Parkside Community Academy volunteers pass out meals from Olive Mediterranean Grill and Dimo's Pizza at a June 12 food giveaway. Credit: Maxwell Evans/Block Club Chicago

SOUTH SHORE — A South Shore elementary school will have a new STEAM focus as officials work to reestablish the school as a neighborhood hub.

Parkside Community Academy, 6938 S. East End Ave., is one of six Chicago Public Schools to receive district approval to develop a science, technology, engineering, arts and math-focused curriculum.

Sixteen other schools will shift their academic focus to areas like fine and performing arts or world languages as part of CPS’s $18 million programming initiative.

The next school year will be an “incubation year” for Parkside to make building improvements and offer professional development before the STEAM curriculum is implemented.

“We remain committed to … seeking additional opportunities for engagement so that more schools in more neighborhoods will apply for these programs,” chief education officer LaTanya McDade said in a statement.

As a STEAM school, Parkside will be better equipped for thematic learning, college and career readiness and collaboration between teachers, said Principal Tori Hughes, whose first year at the helm ends Thursday.

Hughes has faced numerous challenges since starting at Parkside. She said she had to hire 24 teachers to fill a 60 percent staff vacancy rate upon taking the job, then oversaw a school year shortened by an 11-day teachers’ strike last October and the ongoing coronavirus pandemic.

The upheaval has helped staffers grow closer to each other, Hughes said.
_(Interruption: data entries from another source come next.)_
PR #1716, opened 2023-09-04
HBar Operator Fees Consumption is not being tracked on metrics for FileCreate and FileAppend Transactions

### LINKED ISSUE #1701: HBar Operator Fees Consumption is not being tracked on metrics for FileCreate and FileAppend Transactions
### Description

When creating a smart contract using the `JSON RPC` method `eth_sendRawTransaction` the bytecode needs to be uploaded. 
See here:
https://github.com/hashgraph/hedera-json-rpc-relay/blob/main/packages/relay/src/lib/clients/sdkClient.ts#L537

These transactions are expensive and the costs needs to be tracked and showed on metrics, so we know where the operator budget is being spent and plan accordingly.

My recommendation would be to use the same metric that is being currently used for tracking `query` and `transaction` expenses: `rpc_relay_consensusnode_response_sum`

with labels:
 mode=transaction
and type: 
    FileCreateTransaction,
    FileAppendTransaction,

### Steps to reproduce

see logs and compare metrics:

https://cloudlogging.app.goo.gl/WM8a1vWVJZKkLMcS7

### Additional context

_No response_

### Hedera network

### Version

v0.29.1

### Operating system

None

natanasow:
**Description**:

When creating a smart contract using the JSON RPC method eth_sendRawTransaction the bytecode needs to be uploaded.
See here:
https://github.com/hashgraph/hedera-json-rpc-relay/blob/main/packages/relay/src/lib/clients/sdkClient.ts#L537

These transactions are expensive and the costs needs to be tracked and showed on metrics, so we know where the operator budget is being spent and plan accordingly.

My recommendation would be to use the same metric that is being currently used for tracking query and transaction expenses: rpc_relay_consensusnode_response_sum

with labels:
mode=transaction
and type:
FileCreateTransaction,
FileAppendTransaction,

**Related issue(s)**:

Fixes #1701 

**Notes for reviewer**:

**Checklist**

### DIFF
--- a/packages/relay/src/lib/clients/sdkClient.ts
+++ b/packages/relay/src/lib/clients/sdkClient.ts
@@ -19,37 +19,38 @@
  */
 
 import {
-    AccountBalance,
-    AccountBalanceQuery,
-    AccountId, AccountInfoQuery,
-    Client,
-    ContractByteCodeQuery,
-    ContractCallQuery,
-    ExchangeRates,
-    FeeSchedules,
-    FileContentsQuery,
-    ContractId,
-    ContractFunctionResult,
-    TransactionResponse,
-    AccountInfo,
-    HbarUnit,
-    TransactionId,
-    FeeComponents,
-    Query,
-    Transaction,
-    TransactionRecord,
-    Status,
-    FileCreateTransaction,
-    FileAppendTransaction,
-    FileInfoQuery,
-    EthereumTransaction,
-    EthereumTransactionData,
-    PrecheckStatusError,
-    TransactionRecordQuery,
-    Hbar,
+  AccountBalance,
+  AccountBalanceQuery,
+  AccountId,
+  AccountInfoQuery,
+  Client,
+  ContractByteCodeQuery,
+  ContractCallQuery,
+  ExchangeRates,
+  FeeSchedules,
+  FileContentsQuery,
+  ContractId,
+  ContractFunctionResult,
+  TransactionResponse,
+  AccountInfo,
+  HbarUnit,
+  TransactionId,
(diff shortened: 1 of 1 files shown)


packages/relay/src/lib/clients/sdkClient.ts
```diff
@@ -61,523 +62,621 @@ const _ = require('lodash');
...
+
+    if (fileId && callData.length > 4096) {
+      const fileAppendTx = await new FileAppendTransaction()
+        .setFileId(fileId)
+        .setContents(hexedCallData.substring(4096, hexedCallData.length))
+        .setChunkSize(4096)
+        .setMaxChunks(this.maxChunks);
+      const fileAppendTxResponse = await fileAppendTx.execute(client);
+
+      const fileAppendRecord = await fileAppendTxResponse.getRecord(this.clientMain);
```
Nana-EC, line 658: I don't think this is sufficient.
If you see from https://github.com/hashgraph/hedera-sdk-js/blob/develop/src/file/FileAppendTransaction.js#L367 the SDK submits multiple individual transactions, however it only returns the 1st.
As such you'll inly get the response of the 1st.

I think we have at least 2 options
1. Perform the separate FileAppends ourselves
2. Query all the transaction records based on chunk size. Each transaction will be separated by a non second so you have predict al the transactionIds

Nana-EC (changes requested):
Potential for missed costs

packages/relay/src/lib/clients/sdkClient.ts
natanasow: Got it, fixed.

She said teachers continued to help with the STEAM funding application, even as they were striking for things like smaller class sizes and more nurses.

“This was a year of learning and definitely doing,” Hughes said. “I’ve been looking at everything that is happening as some type of opportunity.”

The school expects to receive $150,000 in resources during the transition, including a STEAM specialist, a technology coordinator and a new makerspace, said Dixon Romeo, community representative for the Parkside local school council.

It’s unclear if these resources will be approved in the end, however, as the pandemic has created uncertainty around the district’s budget.

As a child growing up in South Shore, Romeo said he wanted to attend Parkside, where most of his friends were. But he attended Skinner West Elementary in the West Loop, which had a magnet program and where his mother felt he would receive a better education.

Schools are “the best investment I think you can make in a community,” Romeo said. With the STEAM curriculum approved, new leadership and community initiatives, he hopes the school can become a destination for South Shore residents.

“It really didn’t sit well with me — the fact that my mom had to make that choice, to go outside the community to get a better education,” Romeo said. “We’ve been working really hard to get more stuff for the school.”

As part of a push to bring community members to Parkside, volunteers have kicked off a series of twice-weekly food giveaways that started June 3.

Anyone who stops by is able to pick up a hot meal from a Chicago restaurant, as the giveaways are backed by the Chicago chapter of Frontline Foods. The next distributions are from 1–4 p.m. Wednesday and Friday.

Parkside’s giveaways were organized in response to CPS’s suspension of its meal distributions June 1 due to civil unrest, though the district restarted its effort a day later.